Data for this task section start

PR #2362, opened 2023-08-07
Move `IDEOverlays` into a separate component

lindapaiste:
Progress on #1458

Merge after #2335 

Changes:
- Move the section of the code for rendering modals and overlays out of `IDEView` and into a new component `IDEOverlays`, as discussed in #1458 

I have verified that this pull request:

* [x] has no linting errors (`npm run lint`)
* [x] has no test errors (`npm run test`)
* [x] is from a uniquely-named feature branch and is up to date with the  `develop` branch.
* [x] is descriptively named and links to an issue number, i.e. `Fixes #123`

PR #2387, opened 2023-08-17
Useable Mobile Editor 🎉

dewanshDT:
Fixes #issue-number

Changes:

The useable editor is now available in mobile!!
image

image

image

before merging this, following PRs need to be merged
#2052 
#2347 
#2362 


client/components/RootPage.jsx
```diff
@@ -4,10 +4,16 @@ import { prop } from '../theme';
 const RootPage = styled.div`
   min-height: 100%;
   display: flex;
+  justify-content: start;
```
lindapaiste, line 7: Does this make a difference?  I think it should be ‘flex-start’ and that’s the default value so it probably doesn’t change anything?

client/modules/IDE/components/Editor/MobileEditor.jsx
```diff
@@ -0,0 +1,90 @@
...
+  display: flex;
+  flex-direction: column;
+  height: 100%;
+  padding-bottom: 5rem;
+  transform: ${(props) =>
+    props.expanded ? 'translateX(50%)' : 'translateX(0)'};
+
+  > header {
+    display: flex;
+    ${prop('MobilePanel.secondary')}
```
lindapaiste, line 14: Looks like we’ve got a value with no property?  Here and on line 21.

client/modules/IDE/components/Editor/index.jsx
```diff
@@ -197,6 +201,16 @@ class Editor extends React.Component {
...
+      if (
+        ((metaKey === 'Cmd' && e.metaKey) ||
+          (metaKey === 'Ctrl' && e.ctrlKey)) &&
+        e.shiftKey &&
+        e.key === 'f'
+      ) {
+        e.preventDefault();
+        this.tidyCode();
+      }
+
```
lindapaiste: The removal on line 164 and the addition here is due to a change made to the develop branch in another PR.  Yours should be the same as the current.

lindapaiste (changes requested):
Some first thoughts.  Will continue reviewing later.

client/modules/IDE/pages/IDEView.jsx
```diff
@@ -428,122 +338,7 @@ IDEView.propTypes = {
...
-  setPreviousPath: PropTypes.func.isRequired,
-  showErrorModal: PropTypes.func.isRequired,
-  hideErrorModal: PropTypes.func.isRequired,
-  clearPersistedState: PropTypes.func.isRequired,
-  startSketch: PropTypes.func.isRequired,
-  closeUploadFileModal: PropTypes.func.isRequired,
-  t: PropTypes.func.isRequired,
-  isUserOwner: PropTypes.bool.isRequired
+  }).isRequired
 };
```
lindapaiste: Look at all those props gone!  So satisfying.  You actually don’t need ANY props anymore because you can get the params and location from react-router hooks.

dewanshDT: Yess 😙

client/components/RootPage.jsx
dewanshDT: yes it does when the length of the editor increases

dewanshDT: sometimes the header goes missing it prevents it from that unexpected behaviour

client/modules/IDE/components/Editor/MobileEditor.jsx
dewanshDT: no this is to set the background color, it automatically does that

dewanshDT: we can also change all the `foreground` key in the theme to `color` to set the color and background automaticall by just writing this one line `${prop('some object background and color property')}`

lindapaiste: Right, I see what you’re saying.  You put the “color:” part in the theme object.  So it’s like a mixin rather than a color variable.

client/modules/IDE/pages/IDEView.jsx
```diff
@@ -78,347 +79,256 @@ function WarnIfUnsavedChanges() {
...
 
-  componentDidMount() {
-    // If page doesn't reload after Sign In then we need
-    // to force cleared state to be cleared
-    this.props.clearPersistedState();
+  const [consoleSize, setConsoleSize] = useState(
+    ide.consoleIsExpanded ? 150 : 29
+  );
+  const [sidebarSize, setSidebarSize] = useState(
+    ide.sidebarIsExpanded ? 160 : 20
```
lindapaiste: A lot of my feedback here is going to be stuff that we already discussed on Discord.

You can simplify the handling of the size state by storing just the expanded size.  So `useState(160)`

client/modules/IDE/pages/IDEView.jsx
```diff
@@ -78,347 +79,256 @@ function WarnIfUnsavedChanges() {
...
 
-    this.props.stopSketch();
-    if (this.props.params.project_id) {
-      const { project_id: id, username } = this.props.params;
-      if (id !== this.props.project.id) {
-        this.props.getProject(id, username);
-      }
-    }
+  const cmRef = useRef({});
+  let overlay = null;
```
lindapaiste: The overlay will need to be `useRef` as well.

Although…it seems like the current code is only using this variable to manipulate a style property on the element and I hate that.  You could use a state instead, like const [overlayHidden, setOverlayHidden] = useState(false);  And the on the div use style={{ display: overlayHidden ? ‘none’ : ‘block’ }} or something like that.

dewanshDT: Got it

client/modules/IDE/pages/IDEView.jsx
dewanshDT: Okay

client/modules/IDE/pages/IDEView.jsx
lindapaiste: The overlay will need to be `useRef` as well.

Although…it seems like the current code is only using this variable to manipulate a style property on the element and I hate that.  You could use a state instead, like const [overlayHidden, setOverlayHidden] = useState(false);  And the on the div use style={{ display: overlayHidden ? ‘none’ : ‘block’ }} or something like that.

dewanshDT: Yeah will do it

lindapaiste:
We discussed how a lot of the prevProps comparisons could be avoided if you handled each useEffect separately with the dependency on the prop you are trying to detect changes in.

dewanshDT:
yeah I remember that, will work on all the changes now

client/modules/IDE/components/Editor/index.jsx
```diff
@@ -75,7 +80,7 @@ window.HTMLHint = HTMLHint;
 
 const INDENTATION_AMOUNT = 2;
 
-class Editor extends React.Component {
+class EditorV2 extends React.Component {
```
lindapaiste: Let's rename this back to `Editor` before merging.

dewanshDT: got it! done, check it out @lindapaiste

dewanshDT:
@lindapaiste Also, we're getting errors in integration testing, try running `npm run test`. How can we fix that?

client/modules/IDE/pages/IDEView.jsx
```diff
@@ -77,265 +79,243 @@ function WarnIfUnsavedChanges() {
...
-                primary="second"
-                size={
-                  this.props.ide.consoleIsExpanded ? this.state.consoleSize : 29
-                }
-                minSize={29}
-                onChange={(size) => this.setState({ consoleSize: size })}
-                allowResize={this.props.ide.consoleIsExpanded}
-                className="editor-preview-subpanel"
+                split="vertical"
+                size={ide.sidebarIsExpanded ? sidebarSize : 20}
```
lindapaiste, line 148: Since you have the ternary here, you can delete the `useEffect` on the sidebar size.  You can also simplify the initial state to `  const [sidebarSize, setSidebarSize] = useState(160);`.  The `sidebarSize` state just needs to store the size of the expanded panel.  Then you use either the current expanded `sidebarSize` or the collapsed size of `20`.

Same for the `consoleSize`.

client/modules/IDE/pages/IDEView.jsx
```diff
@@ -77,265 +79,243 @@ function WarnIfUnsavedChanges() {
...
-        )}
-      </RootPage>
-    );
-  }
-}
+                  <Console />
+                </SplitPane>
+              </PreviewWrapper>
+              <EditorSidebarWrapper show={!ide.isPlaying}>
+                <FileDrawer show={ide.sidebarIsExpanded}>
```
lindapaiste: I think it's weird that we have all of these lines (284-310) in the `IDEView` component for the mobile sidebar, when the corresponding code for desktop is in the `Sidebar` component.  We should work on combining the two sidebar codes.

We want the the same dropdown options (add file, add folder, upload file) on both versions.  The ➕ button that you designed for the mobile looks really nice and we can use that on the desktop version too.

client/modules/IDE/pages/IDEView.jsx
```diff
@@ -77,265 +79,243 @@ function WarnIfUnsavedChanges() {
...
+    if (ide.sidebarIsExpanded) {
+      setSidebarSize((prev) => (prev < 160 ? 160 : sidebarSize));
+    }
+  }, [ide.sidebarIsExpanded]);
 
-  componentDidUpdate(prevProps) {
-    if (this.props.isUserOwner && this.props.project.id) {
+  // For autosave
+  useEffect(() => {
+    let autosaveTimeout;
```
lindapaiste: I find it confusing having both a local `autosaveTimeout` and a persisted `autosaveIntervalRef`.  It's probably better to remove the `let autosaveTimeout` and replace the usages of `autosaveTimeout` with `autosaveIntervalRef.current`.

I have to look at this bit closer and make sure that it's doing what it's supposed to.  Right now I'm 🤯

client/modules/IDE/pages/IDEView.jsx
dewanshDT: yeah

client/modules/IDE/pages/IDEView.jsx
dewanshDT: yeah!

dewanshDT:
hey @lindapaiste, Just made all the changes and push the code check it out!

client/modules/IDE/hooks/useKeyDownHandlers.js
```diff
@@ -36,7 +36,7 @@ export default function useKeyDownHandlers(keyHandlers) {
     } else if (isCtrl) {
       handlers.current[`ctrl-${e.key.toLowerCase()}`]?.(e);
     }
-    handlers.current[e.key.toLowerCase()]?.(e);
+    handlers.current[e.key?.toLowerCase()]?.(e);
```
lindapaiste, line 40: Thanks for catching my mistake here! I assumed that keyboard events would always have an `e.key` but they do not. 🤦‍♀️ 

The `?.` on the previous two seem to have gotten overwritten when merging (Rachel's `else if` change).  Instead let's put `if (!e.key) return;` as the first line of the `handleEvent`.

dewanshDT: got it!

client/modules/IDE/pages/IDEView.jsx
```diff
@@ -66,296 +70,212 @@ function WarnIfUnsavedChanges() {
...
+  }, []);
+
+  // for setting previous location
+  useEffect(() => {
+    dispatch(setPreviousPath(locationRef.current.pathname));
+  }, [location.pathname]);
 
-  componentDidUpdate(prevProps) {
-    if (this.props.isUserOwner && this.props.project.id) {
+  // For autosave
```
lindapaiste: Let's define some of the complicated `boolean` logic outside of the `useEffect` so that we can minimize the dependencies that we need.

```suggestion
  const autosaveAllowed = isUserOwner && project.id && preferences.autosave;
  const shouldAutosave = autosaveAllowed && ide.unsavedChanges;

  // For autosave - send to API after 5 seconds without changes
```

client/modules/IDE/pages/IDEView.jsx
```diff
@@ -66,296 +70,212 @@ function WarnIfUnsavedChanges() {
...
+  }, [
+    isUserOwner,
+    project.id,
+    preferences.autosave,
+    ide.unsavedChanges,
+    ide.justOpenedProject,
+    selectedFile.name,
+    dispatch,
+    autosaveProject
+  ]);
```
lindapaiste:
```suggestion
}, [shouldAutosave, dispatch]);
```

client/modules/IDE/pages/IDEView.jsx
```diff
@@ -66,296 +70,212 @@ function WarnIfUnsavedChanges() {
...
+  useEffect(() => {
+    dispatch(setPreviousPath(locationRef.current.pathname));
+  }, [location.pathname]);
 
-  componentDidUpdate(prevProps) {
-    if (this.props.isUserOwner && this.props.project.id) {
+  // For autosave
+  useEffect(() => {
+    const handleAutosave = () => {
       if (
```
lindapaiste:
```suggestion
```

client/modules/IDE/pages/IDEView.jsx
```diff
@@ -66,296 +70,212 @@ function WarnIfUnsavedChanges() {
...
-        this.props.preferences.autosave &&
-        this.props.ide.unsavedChanges &&
-        !this.props.ide.justOpenedProject
+        isUserOwner &&
+        project.id &&
+        preferences.autosave &&
+        ide.unsavedChanges &&
+        !ide.justOpenedProject &&
+        selectedFile.name === prevFileNameRef.current
```
lindapaiste: As we discussed, we can do the conditional checks before we start the timer.  So we don't need any `if` here.
```suggestion
```

client/modules/IDE/pages/IDEView.jsx
```diff
@@ -66,296 +70,212 @@ function WarnIfUnsavedChanges() {
...
       ) {
```
lindapaiste:
```suggestion
```

client/modules/IDE/pages/IDEView.jsx
```diff
@@ -66,296 +70,212 @@ function WarnIfUnsavedChanges() {
...
-            clearTimeout(this.autosaveInterval);
-          }
-          this.autosaveInterval = setTimeout(this.props.autosaveProject, 20000);
-        }
-      } else if (this.autosaveInterval && !this.props.preferences.autosave) {
-        clearTimeout(this.autosaveInterval);
-        this.autosaveInterval = null;
+        dispatch(autosaveProject());
+        console.log('saveee');
       }
```
lindapaiste:
```suggestion
```

client/modules/IDE/pages/IDEView.jsx
```diff
@@ -66,296 +70,212 @@ function WarnIfUnsavedChanges() {
...
-          if (this.autosaveInterval) {
-            clearTimeout(this.autosaveInterval);
-          }
-          this.autosaveInterval = setTimeout(this.props.autosaveProject, 20000);
-        }
-      } else if (this.autosaveInterval && !this.props.preferences.autosave) {
-        clearTimeout(this.autosaveInterval);
-        this.autosaveInterval = null;
+        dispatch(autosaveProject());
+        console.log('saveee');
```
lindapaiste:
```suggestion
      dispatch(autosaveProject());
```

client/modules/IDE/pages/IDEView.jsx
```diff
@@ -66,296 +70,212 @@ function WarnIfUnsavedChanges() {
...
-    clearTimeout(this.autosaveInterval);
-    this.autosaveInterval = null;
-  }
 
-  handleBeforeUnload = (e) => {
-    const confirmationMessage = this.props.t('Nav.WarningUnsavedChanges');
-    if (this.props.ide.unsavedChanges) {
-      (e || window.event).returnValue = confirmationMessage;
-      return confirmationMessage;
+    if (preferences.autosave) {
```
lindapaiste:
```suggestion
    if (shouldAutosave) {
```

lindapaiste (changes requested):

client/modules/IDE/pages/IDEView.jsx
```diff
@@ -66,296 +70,191 @@ function WarnIfUnsavedChanges() {
...
+
+    dispatch(stopSketch());
+    if (props.params.project_id) {
+      const { project_id: id, username } = props.params;
+      if (id !== project.id) {
+        dispatch(getProject(id, username));
       }
     }
-  }
+  }, []);
```
lindapaiste: we discussed the need for some dependencies here.

lindapaiste (approved):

Data for this task section end

Report, from the entries above, each line where "work" is found.

yeah I remember that, will work on all the changes now
lindapaiste: I think it's weird that we have all of these lines (284-310) in the `IDEView` component for the mobile sidebar, when the corresponding code for desktop is in the `Sidebar` component.  We should work on combining the two sidebar codes.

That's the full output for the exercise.